MWeb services suffer five-hour fail

A problem at the Internet service provider's Johannesburg data centre caused hosted services to be out of action until 9pm last night.

Bonnie Tubbs
By Bonnie Tubbs, ITWeb telecoms editor.
Johannesburg, 15 Aug 2013
MWeb admits it took too long to find the source of a five-hour failure yesterday.
MWeb admits it took too long to find the source of a five-hour failure yesterday.

In what appears to have been a configuration glitch at MWeb's Johannesburg data centre, thousands of customers were without certain services for a period of five hours yesterday.

According to the Internet service provider (ISP), the outage - between 4pm and 9pm - affected server hosting, virtual hosting and parts of MWeb's mail platform. ADSL services were not affected.

ITWeb was one of the many companies affected by the outage.

MWeb CEO Derek Hershaw says, while engineers are still in the process of conducting a post-mortem into the protracted episode, initial findings point to it having been due to a configuration problem between the main access switches in the data centre.

"It wasn't equipment/hardware failure. We have resilience and redundancy at an infrastructure layer to safeguard against that, and even in extreme cases where you have multiple instances of hardware failure, it's usually a 'quick fix' in terms of isolating the affected equipment and replacing it."

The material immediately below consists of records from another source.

PR #2804, opened 2019-05-25
Initial Import and Export support for EDL and XML formats

jonoomph:
Adding the experimental ability to import and export EDL (Edit Decision Lists, CMX 3600) and XML (Final Cut Pro format). This only supports some basic things, like tracks, clips, and a couple keyframes (volume, opacity). Full support of these formats will take more work and likely another contributor to continue this work.


jonoomph:
Merged!

PR #2796, opened 2019-05-21
Rename frozen executable to openshot-qt

ferdnyc:
This renames the executable created by cx_Freeze from `launch`/`launch.exe` to the value of `info.NAME` (currently `openshot-qt`), plus the appropriate extension (if any), so that a running OpenShot will show up in process listings as "openshot-qt" rather than the generic/suspicious-seeming "launch".

It also renames any scripts that call or access `launch.exe`/`launch` to use `openshot-qt.exe`/`openshot-qt` instead.

PR #2810, opened 2019-05-28
WIP: win32: Add metadata to launcher executable

ferdnyc:
This isn't actually a WIP, but it's tagged that way because it has external dependencies (explained below) before it can be merged. 

Inspired by the information @SuslikV provided in #2772 re: attaching Windows metadata to the OpenShot launcher executable, this PR adds code to do so, using an external Win32 binary tool which should be placed on the Windows builder hosts.

**PREREQUISITE:** Before this PR can be merged, a change to the Windows builders @ GitLab is required, to install the `verpatch.exe` executable referenced in this PR. The binary ZIP (attached) was [downloaded from CodeProject](https://www.codeproject.com/KB/install/VerPatch.aspx?msg=3207401). Before extracting, create the directory `C:\Program Files (x86)\Verpatch`, then extract the `verpatch.exe` from the zip file into that directory.

Verpatch binary: 
[verpatch-bin-1.0.10.zip](https://github.com/OpenShot/openshot-qt/files/3230112/verpatch-bin-1.0.10.zip)

The new code will run `c:\program files (x86)\verpatch\verpatch.exe` to add metadata to the Windows `launch.exe` program. This will affect both the Properties dialog, and the Task Manager listing:

Screenshot from 2019-05-28 19-22-49
Screenshot from 2019-05-28 19-23-02

Fixes: #2762

### DIFF
--- a/installer/build-server.py
+++ b/installer/build-server.py
@@ -431,6 +431,23 @@ try:
         if windows_32bit:
             only_64_bit = ""
 
+        # Add version metadata to frozen app launcher
+        launcher_exe = os.path.join(exe_path, "launch.exe")
+        verpatch_success = True
+        verpatch_command = '"C:\Program Files (x86)\Verpatch\verpatch.exe" "{}" /va /high "{}" /pv "{}" /s product "{}" /s company "{}" /s copyright "{}" /s desc "{}"'.format(launcher_exe, info.VERSION, info.VERSION, info.PRODUCT_NAME, info.COMPANY_NAME, info.COPYRIGHT, info.PRODUCT_NAME)
+        verpatch_output = ""
+        # version-stamp executable
+        for line in run_command(verpatch_command):
+            output(line)
+            if line:
+                verpatch_success = False
+                verpatch_output = line
+                
+        # Was the verpatch command successful
+        if not verpatch_success:
+            # Verpatch failed (not fatal)
+            error("Verpatch Error: Had output when none was expected (%s)" % verpatch_output)
+
         # Copy uninstall files into build folder
         for file in os.listdir(os.path.join("c:/", "InnoSetup")):
             shutil.copyfile(os.path.join("c:/", "InnoSetup", file), os.path.join(PATH, "build", file))


jonoomph:
LGTM! Nice. I've installed verpatch at the specified location on the Windows builders, so this should work: :crossed_fingers:

jonoomph:
Oops, looks like an escape issue with the verpatch path... failing on builder. I'm working on a quick fix.

jonoomph:
Or perhaps that is not the only issue... exe_path is undefined. Still working on a fix... but should be quick.

jonoomph:
@ferdnyc Okay, this is now done and merged For Realz :tm:

ferdnyc:
Woo!

I'm actually not _surprised_ that the escaping was a problem — in fact, I'd have been surprised if it **wasn't** — but the thing that confuses me is, I patterned it after the `inno_command` just below. So my **actual** question is, how does _this_ work correctly?? 🤔

https://github.com/OpenShot/openshot-qt/blob/eef69337e077162c589f2580c2503a218875f844/installer/build-server.py#L457-L459

Python's string handling is an unsolvable mystery. And people talk about _Perl_ being write-only code...

ferdnyc:
@jonoomph Any thoughts on the semi-related #2796, BTW? I think it makes even more sense, with this merged, to get rid of the suspicious "`launch.exe`" process name (or "`launch`" on Mac/Linux). 

Makes OpenShot seem like shady malware, at least to those of us scarred by too many years of dealing with shady malware lurking in processes like "`setup.exe`" and "`process.exe`".

jonoomph:
Because \v matches a special character in Python, and \I or \i does not. But I agree, string escaping issues in Python can be a `gotcha` real quick. Yes, I think changing the frozen exe name makes a lot of sense, and should make things seem more legit. No complaints here.

ferdnyc:
:roll_eyes: 

This actually reminds me that I just recently learned (thank you Stack Overflow) of a relevant C++11 feature along these same lines: [Raw string literals](https://en.cppreference.com/w/cpp/language/string_literal). 

You can prepend R to a quoted string, then enclose it in a paired set of delimiters, and it'll disable _all_ escaping between the markers. Sort of like Perl's leveraging of prefixed curly braces:
* `q{'quoted' string}`
* `qq{"double" 'quoted' string}`
* `qw{"word" "quoted" "string"}`
* `s{'standard' s///}{regular! expression!}`

Similarly, in C++11, a line like:
```cpp
std::string raw_text = R"x( ... )x"
```

allows you to place literally _anything_ between the parens.

ferdnyc:
> allows you to safely place literally _anything_ between the parens

(Anything except the exact sequence `)x`, obviously, in my example.)

But that's why they let you choose the delimiters, and that's the _real_ power of the feature. Writing a JSON literal that actually contains the string `)x` for some reason? Just delimit it as `R"json(...)json"`, or whatever else you like.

Rather, he says, the snag appears to have originated at switch level. "We have two switches (for redundancy purposes) and both were trying to assume the role of the 'primary gatekeeper'."

Hershaw says, once it had been established it was not a hardware failure, the only way to resolve the problem was through a process of elimination, "and that, unfortunately, took far too long".

The magnitude of the problem meant MWeb customers were largely left in the lurch, as attempts to contact the ISP's call centre proved fruitless. The company sent out a series of SMS updates in an attempt to keep customers in the loop.

"Because so many services were affected, our call centre was simply swamped."

Hershaw says the issue is being given the company's full and urgent attention. "We're now making sure that our configuration at an architectural layer doesn't allow for a repeat of it."

* ITWeb received the featured details in a response from MWeb and no further information was available at the time of publication. GM of MWeb Business, Andre Joubert, said this morning a full incident management report would be available by the end of the day.